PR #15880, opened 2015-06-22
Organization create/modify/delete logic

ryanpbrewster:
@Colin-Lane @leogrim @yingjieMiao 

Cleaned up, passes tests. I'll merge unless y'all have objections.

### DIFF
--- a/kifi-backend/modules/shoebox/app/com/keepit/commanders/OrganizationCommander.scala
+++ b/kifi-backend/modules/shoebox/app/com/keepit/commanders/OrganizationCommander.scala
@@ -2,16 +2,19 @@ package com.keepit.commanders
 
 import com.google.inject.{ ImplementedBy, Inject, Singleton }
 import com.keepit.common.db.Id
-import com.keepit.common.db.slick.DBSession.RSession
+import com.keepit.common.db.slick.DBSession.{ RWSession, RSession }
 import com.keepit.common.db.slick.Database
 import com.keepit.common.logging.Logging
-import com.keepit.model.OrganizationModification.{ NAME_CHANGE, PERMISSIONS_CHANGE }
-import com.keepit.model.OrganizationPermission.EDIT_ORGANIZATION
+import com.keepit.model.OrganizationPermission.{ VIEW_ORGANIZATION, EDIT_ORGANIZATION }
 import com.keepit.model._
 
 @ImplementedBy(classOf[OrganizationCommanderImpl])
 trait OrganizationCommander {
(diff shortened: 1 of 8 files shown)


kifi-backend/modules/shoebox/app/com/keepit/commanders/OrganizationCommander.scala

------------------------------------------------

Only the lines containing "commanders" are needed; pull them out of the listing.

SOLUTION TO THE PROBLEM:
--- a/kifi-backend/modules/shoebox/app/com/keepit/commanders/OrganizationCommander.scala
+++ b/kifi-backend/modules/shoebox/app/com/keepit/commanders/OrganizationCommander.scala
@@ -2,16 +2,19 @@ package com.keepit.commanders
kifi-backend/modules/shoebox/app/com/keepit/commanders/OrganizationCommander.scala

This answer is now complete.